The initial Bulldozer parts failed to meet their performance expectations for non-obvious and still not completely known (or publicly known?) reasons. This happened to AMD the last time they did substantial changes to their uarch with Barcelona. They essentially ran into teething problems with a significantly new design, and I feel this is what happened here. Best guesses as to Bulldozer's lower-than-anticipated performance usually involve the caches, namely that the L1 is too small and the L2/L3 are too slow. I wonder if the FPU scheduler isn't also a bit immature as well and isn't properly "splitting" the FPU for simultaneous 2x128 bit operations on the different cores. 128-bit non-AVX FPU-heavy tasks run about as fast on 4 threads as they do 8, whereas you would think they would run considerably faster. The integer schedulers seem to be fine as Bulldozer does scale fine with non-FPU-heavy tasks out to its full 8 threads. So, my guess as to what is going to be in Piledriver is essentially "fixing" the implementation issues in Bulldozer:
1. Increase in L1 size.
2. Better FPU scheduler
3. Possibly an even beefier FPU, maybe a 2x256 bit unit?
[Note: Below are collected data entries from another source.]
PR #3721, opened 2026-03-16
Merch live

todwadd:
## Summary
- Merch shop backend: stock control, admin panel, Printful webhook integration, cancel & refund flow
- Admin page at `/admin/merch` for stock toggles and order management
- User notifications for shipped/cancelled orders

[Details on notion for manifold team](https://www.notion.so/manifoldmarkets/merch-live-Branch-32554492ea7a80528ad4d2d24695dd3e#32554492ea7a8080b710d4af1189b9b7)


web/pages/admin/merch.tsx
```diff
@@ -0,0 +1,283 @@
...
+      <td className="px-3 py-2">{formatMoney(order.priceMana)}</td>
+      <td className="px-3 py-2">
+        <span
+          className={`inline-block rounded-full px-2 py-0.5 text-xs font-medium ${statusColor}`}
+        >
+          {order.status}
+        </span>
+      </td>
+      <td className="px-3 py-2 font-mono text-xs">
+        {order.txnId ? `manifold-${order.txnId}` : '\u2014'}
```
wasabipesto: Does the txnId == printful ID? I would assume those are different

backend/api/src/printful-webhook.ts
```diff
@@ -0,0 +1,223 @@
...
+import { insertNotificationToSupabase } from 'shared/supabase/notifications'
+import {
+  MANIFOLD_AVATAR_URL,
+  MANIFOLD_USER_NAME,
+  MANIFOLD_USER_USERNAME,
+} from 'common/user'
+import { nanoid } from 'common/util/random'
+
+// Printful webhook event types we care about
+// See: https://developers.printful.com/docs/#tag/Webhook-API
```
wasabipesto, line 18: Have you tested this against the simulator? https://www.printful.com/api/webhook-simulator

backend/api/src/printful-webhook.ts
```diff
@@ -0,0 +1,223 @@
...
+      tracking_url: string
+      ship_date: string
+    }
+  }
+}
+
+// Map Printful statuses to our shop_orders statuses
+const STATUS_MAP: Record<string, string> = {
+  package_shipped: 'SHIPPED',
+  order_canceled: 'CANCELLED',
```
wasabipesto, line 43: Ideally we would match canceled vs cancelled to stay consistent; minor nit

wasabipesto: Another nit: I believe Printful can mark an order as canceled on their end without us being the ones to trigger the cancellation. I think that would be a good thing to bring to admin attention same as `order_failed` but would require more logic and is probably unlikely to happen.

backend/supabase/merch_stock_status.sql
```diff
@@ -0,0 +1,16 @@
+create table if not exists
+  merch_stock_status (
+    item_id text primary key not null,
+    out_of_stock boolean default false not null
+  );
+
+-- Pre-seed all merch items as out of stock (flip to in-stock via admin toggle when ready)
+insert into merch_stock_status (item_id, out_of_stock) values
```
wasabipesto, line 8: This is missing `merch-wordmark-tshirt`

web/pages/admin/merch.tsx
wasabipesto: Yeah it looks like txnId is useful here but we should also show printfulOrderId

backend/api/src/printful-webhook.ts
todwadd: nah not specifically the simulator, but I tested on dev with it all connected, it works!

backend/api/src/printful-webhook.ts
todwadd: Yeah there are a few edge cases but because each order requires manual approval it should be ok for now. If we reach a volume to where these things are annoying I can add more things in

Edit: plus, I can't recall exactly but at the time I was putting focus on connecting events we would specifically want to notify the user for (shipped), or immediately refund (error placing order)

backend/api/src/printful-webhook.ts
```diff
@@ -0,0 +1,223 @@
...
+      service: string
+      tracking_number: string
+      tracking_url: string
+      ship_date: string
+    }
+  }
+}
+
+// Map Printful statuses to our shop_orders statuses
+const STATUS_MAP: Record<string, string> = {
```
wasabipesto, line 41: I see `shop/types.ts` has fields for `printfulStatus` in addition to `metadata`, `shippedTime`, `deliveredTime`, etc. Are we not implementing those?

backend/api/src/cancel-merch-order.ts
```diff
@@ -0,0 +1,138 @@
...
+        const refundTxn: TxnData = {
+          category: 'SHOP_PURCHASE',
+          fromType: 'BANK',
+          fromId: 'BANK',
+          toType: 'USER',
+          toId: order.user_id,
+          amount,
+          token: 'M$',
+          description: `Admin refund: merch order ${orderId} cancelled`,
+          data: {
```
wasabipesto, line 63: It might be good to save the order ID here for correlation later (and the similar txn in `refundOrder`)

backend/api/src/printful-webhook.ts
```diff
@@ -0,0 +1,223 @@
...
+          description: `Auto-refund: Printful ${reason} (order ${order.id})`,
+          data: { itemId: order.item_id, merchOrder: true, refund: true },
+        }
+
+        await runTxnOutsideBetQueue(tx, refundTxn)
+        await tx.none(
+          `UPDATE shop_orders SET status = 'REFUNDED' WHERE id = $1`,
+          [order.id]
+        )
+        console.warn(`Webhook auto-refund: ${amount} mana to ${order.user_id} (${reason})`)
```
wasabipesto: I think it would be good to notify the user here that their order has been canceled and refunded

web/pages/shop.tsx
```diff
@@ -1361,24 +1392,129 @@ function TicketItemCard(props: {
   )
 }
 
+/** Renders the merch grid plus its "Merch" heading (heading hidden on the
+ *  merch filter, since the page header already names the section). Pulled out
+ *  so the shop page can render it in two positions: promoted above the regular
+ *  grid when any merch item is NEW to the user, or in its default spot below. */
```
wasabipesto, line 1398: This merch heading (and the "just added" heading) doesn't play nice with sorting options (like by price or by name). Inside each section the options are sorted but I think most people would expect that all items on the page should be sorted together. After playing with it I don't think anything is wrong per se but it does make the sort options a bit less useful.

common/src/shop/items.ts
```diff
@@ -805,10 +811,51 @@ export const SHOP_ITEMS: ShopItem[] = [
...
+      ],
+      Navy: [
+        { label: 'Front', url: '/merch/White-wordmark-navy-t-shirt-front.png' },
+        { label: 'Back', url: '/merch/White-wordmark-navy-t-shirt-back.png' },
+      ],
+    },
+    // Bella + Canvas 3001 unisex tee. 4XL / 5XL variants exist on Printful but
+    // are intentionally excluded — their wholesale price pushes margin below
+    // acceptable at the uniform M$5,000 shelf price.
+    variants: [
```
wasabipesto, line 842: Have you redeployed the API with these variants added? I kept getting errors when trying to test the wordmark tee but the rest worked fine.

todwadd: The wordmark one is new to this branch so hasn't been redeployed but the rest are live (hidden) in the shop and have been for a while. Have tested it all with local API

todwadd:
- Added merch-wordmark-tshirt to the merch_stock_status.sql seed.
- Webhook order_failed events now notify the user (new notifyAutoRefunded, gated so duplicate webhooks don't re-notify).
- Both refund txns (admin-cancel and webhook auto-refund) now carry printfulOrderId + shopOrderId in data for correlation.
- /admin/merch order column stacks Printful ID above the Manifold ref so both are visible. Cancel-confirm dialog also surfaces the Printful ID.
- printfulStatus and shippedTime were already implemented (webhook + Phase 3 of shop-purchase-merch). deliveredTime + 'DELIVERED' status removed — Printful's webhook API doesn't push delivery events, so they were dead schema. Comment in the type notes this.
- Normalized "canceled" spelling to one L in merch-introduced files. DB enum 'CANCELLED' left as-is to match existing rows and the rest of the codebase (ticket flows); added a comment in STATUS_MAP explaining the US event → UK enum bridge.
- Unrelated but in the same commit: scrubbed t-shirt size from the public balance-log description (was leaking sizes); full size/color/variant now lives in shop_orders.metadata instead, and /admin/merch shows the variant inline next to the item name.

minor deferrals
- sort cleanup
- some of the "cancel"->"cancelled" things need data migration to properly cleanup, haven't done that
- printful-initiated cancellations don't notify users, but we will manually see and reconcile

todwadd:
printful-initiated cancellations do notify users now nvm

wasabipesto (approved):

PR #3742, opened 2026-04-03
Unslopify the referrals page

ManiFed:
This is not vibecoded, so please excuse how it's not high-quality


todwadd:
@ManiFed FYI, referrals page has been changed quite a bit. Let me know if you have any suggestions, it is far more informative and now properly accurate. Because the referral process is actually complicated now, (3 events: signup+attribution, trade+250, verify+1,000) I'm leaving the explanation.

Thank you for the contribution!

PR #3751, opened 2026-04-13
feat: replace hardcoded BOT_USERNAMES with proper bot toggle

todwadd:
Adds is_bot column to users table with mod/admin toggle endpoint, replacing the 109-entry hardcoded username list that required PRs to update.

4. L2 and L3 latency reduction
5. Increased uncore speeds
6. Other subtle tweaks that increase performance due to internally-identified issues that we are not aware of. This could be anything from increasing internal cache/core bandwidth, scheduler tweaks, etc.
And then the typical refresh tweaks:
7. Another module- we have heard this before.
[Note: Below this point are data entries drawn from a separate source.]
PR #3763, opened 2026-04-20
fix: queue push notifications on cold start until WebView is ready

todwadd:
On Android, tapping a push notification during cold start would navigate to the home screen instead of the notification target. The WebView silently drops source prop changes during initial mount, so the notification URL was lost. This fix queues the notification in a ref and delivers it via the message bridge once the web app signals 'startedListening'.

### DIFF
--- a/native/App.tsx
+++ b/native/App.tsx
@@ -71,6 +71,12 @@ const App = () => {
   // This tracks if the app has its nativeMessageListener set up
   // NOTE: After the webview is killed on android due to OOM, this will always be false, see: https://github.com/react-native-webview/react-native-webview/issues/2680
   const listeningToNative = useRef(false)
+  // Stores a notification that arrived before the webview was ready (cold start).
+  // Delivered once the web app signals 'startedListening'.
+  const pendingNotification = useRef<{
+    notification: Notification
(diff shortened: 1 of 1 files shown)


native/App.tsx
```diff
@@ -169,15 +175,19 @@ const App = () => {
...
       communicateWithWebview('notification', notification)
+      setEndpointWithNativeQuery(destination)
+    } else {
+      // Cold start: webview isn't ready yet. Stash the notification so we can
+      // deliver it once the web app signals 'startedListening'. We intentionally
+      // do NOT call setEndpointWithNativeQuery here because on Android the
+      // WebView ignores rapid source prop changes during its initial mount,
+      // causing the notification URL to be silently dropped.
+      log('Queuing notification for delivery after webview is ready')
+      pendingNotification.current = { notification, destination }
```
wasabipesto, line 189: Nit: if this bug is only present on Android, this queuing behavior should be gated to only run on Android. I'm not sure how much of a delay it would cause on iOS but it would probably be noticeable.

wasabipesto (commented):
I haven't tested this but it seems safe to merge.

PR #3767, opened 2026-04-21
comments: unlock commenting for users who have purchased mana

todwadd:
Previously only identity-verified (or grandfathered) users could comment. Now commenting is also unlocked by a prior mana purchase, an anti-spam proxy for verification.

- add canComment(user) helper: canReceiveBonuses OR purchasedMana
- swap backend gates in create-comment + create-post-comment to canComment
- swap frontend gate in comment-input; banner copy notes that purchasing mana also unlocks commenting


wasabipesto:
Looks like this was superseded by [1f79b54](https://github.com/manifoldmarkets/manifold/commit/1f79b54ff9efc940c235c6174aad29f579e03f25)

PR #3794, opened 2026-05-03
Let the frontend set a mana budget for buying prize entries

wasabipesto:
1. The API now accepts an optional mana budget alongside (or instead of) `numTickets`. At least one must be provided and if both are given, the tighter constraint wins.
2. When `maxManaSpent` is provided, the handler calls `calculateSweepstakesTicketsFromMana()` using the latest ticket count, ensuring the user isn't charged more than their confirmed budget. The final `manaSpent` is always recalculated from the resolved `numTickets`.
3. The purchase form now passes `maxManaSpent` instead of `numTickets`, and the UI copy is updated with a tooltip "Your mana spend is fixed; the final entry count is calculated at purchase time.".


wasabipesto:
image

PR #3796, opened 2026-05-04
leagues: pay Silicon bots Platinum-tier prizes (top 6, M$100 floor)

todwadd:
Silicon (division 0) previously had no rewards. Adds a top-6 prize ladder mirroring Platinum (M$800/400/360/320/280/240), gated on mana_earned >= 100 so idle bots can't win when other bots lose.

Bots bypass the iDenfy verification gate (canReceiveBonuses) for LEAGUE_PRIZE since they can't be KYC'd. Bypass is scoped to division 0 only.

When a bot ranks in the prize zone but misses the M$100 floor, the season-end notification carries a typed missedPrizeReason and the frontend renders explanatory copy instead of a silent zero bonus.

prizesByDivisionAndRank is now indexed by division directly (was division - 1) so Silicon fits naturally at index 0.

### DIFF
--- a/backend/shared/src/create-notification.ts
+++ b/backend/shared/src/create-notification.ts
@@ -674,6 +674,7 @@ export const createLeagueChangedNotifications = async (
       previousLeague: item.previousLeague,
       newLeague: item.newLeague,
       bonusAmount: item.bonusAmount,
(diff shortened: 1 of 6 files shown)


wasabipesto:
LGTM

PR #3825, opened 2026-05-14
Personalized mana offers

manifoldbot:
## Summary

Adds a personalized mana sale flow: when a customer's merch order ships, they receive a one-time offer to buy **M5,000 mana for $35 (crypto) or $40 (card)** — a 30%/20% discount off the standard $50 rate. Offer is valid for 24h after they first view `/checkout`, stackable across multiple merch purchases, and enforced single-use atomically on both payment rails.

## What's in scope

- New `personalized_mana_offers` table + cross-method pending-lock columns
- 3 new API endpoints: `get-personalized-mana-offers`, `activate-personalized-mana-offers`, `release-personalized-mana-offer-lock`
- Wired into existing Printful webhook (`package_shipped` creates the offer), Stripe webhook (atomic redemption), Daimo webhook (atomic redemption)
- New offer card on `/checkout`, "−30% / −20%" tags on the claim buttons, dynamic "OFFER: Xh Ym" badge on every Get-mana button across the site
- In-app + push notification; user-toggleable preference under "Other balance changes"
- Hourly cron flips expired offers; backfill script grants offers to historical SHIPPED orders

## Schema changes

- **New table** `personalized_mana_offers` — uuid PK, FK to `shop_orders.id` (unique per order), state machine via status enum
- **`crypto_payment_intents.offer_id`** added (nullable FK) so the Daimo webhook can attribute redemptions

Migrations (additive only, no data rewrites):
1. `backend/supabase/migrations/2026051201_personalized_mana_offers.sql`
2. `backend/supabase/migrations/2026051202_personalized_mana_offers_pending_lock.sql`

## Design choices worth flagging

- **Activation-on-first-view** (not on-creation): the 24h timer starts when the user opens `/checkout`, not when the merch ships. Avoids burning the offer for users who don't log in within a day.
- **Stripe-side single-use via Promotion Code** (`max_redemptions: 1`, `applies_to.products`): the discount is enforced atomically at payment time, can't be cross-applied to standard mana tiers.
- **Cross-method pending lock**: 30-min server-side lock when a Stripe OR Daimo session is started, so a user can't accidentally pay full price on a second tab after their first session went through.
- **2h SQL grace + 1h Stripe session expires_at**: an in-flight checkout that started before offer expiry is always honored. Stripe's own UI rejects sessions past `expires_at + 1h`, the SQL grace adds another hour of webhook-latency buffer.
- **Multi-tab fallback in webhooks**: if a user has multiple offers and the named one was already redeemed, the webhook claims any *other* active offer instead of dropping to standard rate.
- **Refund does NOT void the offer**: post-ship refunds are vanishingly rare; pulling an offer the user has already seen is worse UX than eating the tiny loss.


backend/api/src/create-daimo-session.ts
```diff
@@ -75,20 +76,86 @@ export const createDaimoSession: APIHandler<'create-daimo-session'> = async (
     throw new APIError(500, 'Crypto payment service not configured')
   }
 
-  const payload = {
+  const { offerId } = props
+
+  // Keep in sync with createcheckoutsession's PAYMENT_PENDING_LOCK_MINUTES.
+  const PAYMENT_PENDING_LOCK_MINUTES = 30
```
wasabipesto: Should this live in `common/personalized-mana-offer` so that it can be kept in sync?

common/src/personalized-mana-offer.ts
```diff
@@ -0,0 +1,21 @@
+export const OFFER_MANA_AMOUNT = 5000
+export const OFFER_PRICE_STRIPE = 40
+export const OFFER_PRICE_CRYPTO = 35
```
wasabipesto, line 3: These values are set in both this file and also in the database, but I believe they are only ever read from this file. My impression is that this is mostly due to having to set up unique Stripe SKUs for each offer, is that true? I think it would be much more convenient if we could just reference the values in the database so we could more easily use it for similar promos in the future.

backend/supabase/migrations/2026051201_personalized_mana_offers.sql
```diff
@@ -0,0 +1,44 @@
+-- Personalized mana sale offers granted to users after merch purchases ship.
+-- Each merch order grants one offer (uniqueness enforced by index on shop_order_id).
+-- Offers are 'pending' until the user first views /checkout, at which point all
+-- of that user's pending offers flip to 'active' with a shared 72h expiry.
```
wasabipesto, line 4: This comment notes a 72h expiry, but I believe the actual expiry time is 24h.

backend/shared/src/notifications/create-personalized-mana-offer-notification.ts
```diff
@@ -0,0 +1,99 @@
+import { Notification } from 'common/notification'
+
```
wasabipesto: Is there a reason this file is double-spaced?

backend/shared/src/notifications/create-personalized-mana-offer-notification.ts
```diff
@@ -0,0 +1,99 @@
...
+    sourceType: 'personalized_mana_offer',
+
+    sourceUserName: MANIFOLD_USER_NAME,
+
+    sourceUserUsername: MANIFOLD_USER_USERNAME,
+
+    sourceUserAvatarUrl: MANIFOLD_AVATAR_URL,
+
+    sourceText: 'You have a personalised mana sale available!',
```
wasabipesto: Could we include the discount amount here? It would also be good to tell them why they got this offer. Something like "As a thank you for [buying some merch recently], you have a time-limited offer for [up to 30%] off your next purchase of [M$5000]!"

common/src/notification.ts
```diff
@@ -372,6 +373,11 @@ export const NOTIFICATION_DESCRIPTIONS: notification_descriptions = {
     simple: 'Merch order updates',
     detailed: 'Updates when your merch order ships or is canceled',
   },
+  personalized_mana_offer: {
+    simple: 'Personalized mana sales',
+    detailed:
+      'Flash discounts on mana purchases offered after merch shipments',
```
wasabipesto: If we intend to generalize this system, we should keep this setting text more broad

8. Support for even faster DDR3 memory, probably DDR3-2133 or maybe even DDR3-2400 support in the desktop parts.
9. A third IMC channel for GPU-equipped parts, we have also heard this before.
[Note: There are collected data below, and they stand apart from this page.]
PR #3109, opened 2025-01-03
LB-1719: Fix CORS error on Feedback endpoint

anshg1214:


amCap1712 (approved):
LGTM, Thanks!

I looked into this further because this shouldn't be needed, @crossdomain decorator should have been enough. There are a couple of misconfiguration in the decorator and the catch-all index path, I'll open PRs to fix the root cause of the issue separately but for now let's get this fix released.

fettuccinae:
image
im still getting the same error

PR #3112, opened 2025-01-04
Use custom converter for catch-all index path

amCap1712:
#3045 fixed the 404 errors for non-existent urls but the implementation masks CORS issues with other endpoints. The catch-all index_pages endpoint , by default, has provide_automatic_options enabled and as a result it matches OPTIONS requests for non-existent urls or any other endpoints that have CORS incompletely configured. This makes it harder to debug CORS issues. To avoid this instead of throwing a 404 after matching, we need to throw the error during matching itself. Hence, use a custom path converter that matches all paths except those starting with the api prefix.

### DIFF
--- a/listenbrainz/webserver/converters.py
+++ b/listenbrainz/webserver/converters.py
@@ -1,0 +1,10 @@
+from werkzeug.routing import PathConverter, ValidationError
+
+
+class NotApiPathConverter(PathConverter):
+
+    def to_python(self, path):
+        print(path)
+        if path.startswith('1/'):
+            raise ValidationError()
+        return path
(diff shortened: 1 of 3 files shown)


listenbrainz/webserver/converters.py
```diff
@@ -0,0 +1,10 @@
+from werkzeug.routing import PathConverter, ValidationError
+
+
+class NotApiPathConverter(PathConverter):
+
+    def to_python(self, path):
+        print(path)
```
mayhem, line 7: Should this be kept?

mayhem (approved):
Thanks!

PR #3113, opened 2025-01-05
Fix @crossdomain decorator

amCap1712:
When handling OPTIONS requests, Flask can either generate an automatic response internally or route the request to the view function for handling. The request is routed to the view function if the view function has a provides_automatic_options attribute set to False or if the methods list passed to route definition includes OPTIONS. OPTIONS requests handled by Flask internally don't have CORS headers. Hence, API endpoints that need to support CORS should ensure that the OPTIONS request is routed to the view function.

The https://github.com/crossdomain decorator sets the provides_automatic_options attribute on the view function which should have ensured this. However, due to the way decorators work the attribute should have instead been set on the decorator function itself for Flask to pick it up. However, we often list OPTIONS in the methods list of the route anyway when applying https://github.com/crossdomain. As a result, Flask would still route the request as expected. The errors would only happen when the OPTIONS method was not mentioned in the route's methods list.

https://github.com/crossdomain decorator has now been fixed to set the attribute correctly and also add OPTIONS to the methods list automatically. Further, a test has been added to ensure that all API endpoints support CORS.

While at it, also refactor the views to use newer .get/.post decorators insteads of methods list.

### DIFF
--- a/listenbrainz/webserver/decorators.py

10. Higher clock speeds at identical thread counts and TDPs due to a maturing 32 nm process
11. Software tweaks, such as how AMD had the Linux kernel TLB bug fix (which did NOT need to shut off the L3 on Barcelona like the Windows BIOS fix did) and the Cool 'n Quiet individual-core-scaling tweak between Barcelona and Shanghai.
All in all, I fully expect Bulldozer --> Piledriver to be like Barcelona --> Shanghai. Major redesigns have teething problems, period. Even Intel has them, anybody who has tried to run a Sandy Bridge with its new, majorly-redesigned on-die IGP on Linux can easily testify to that one.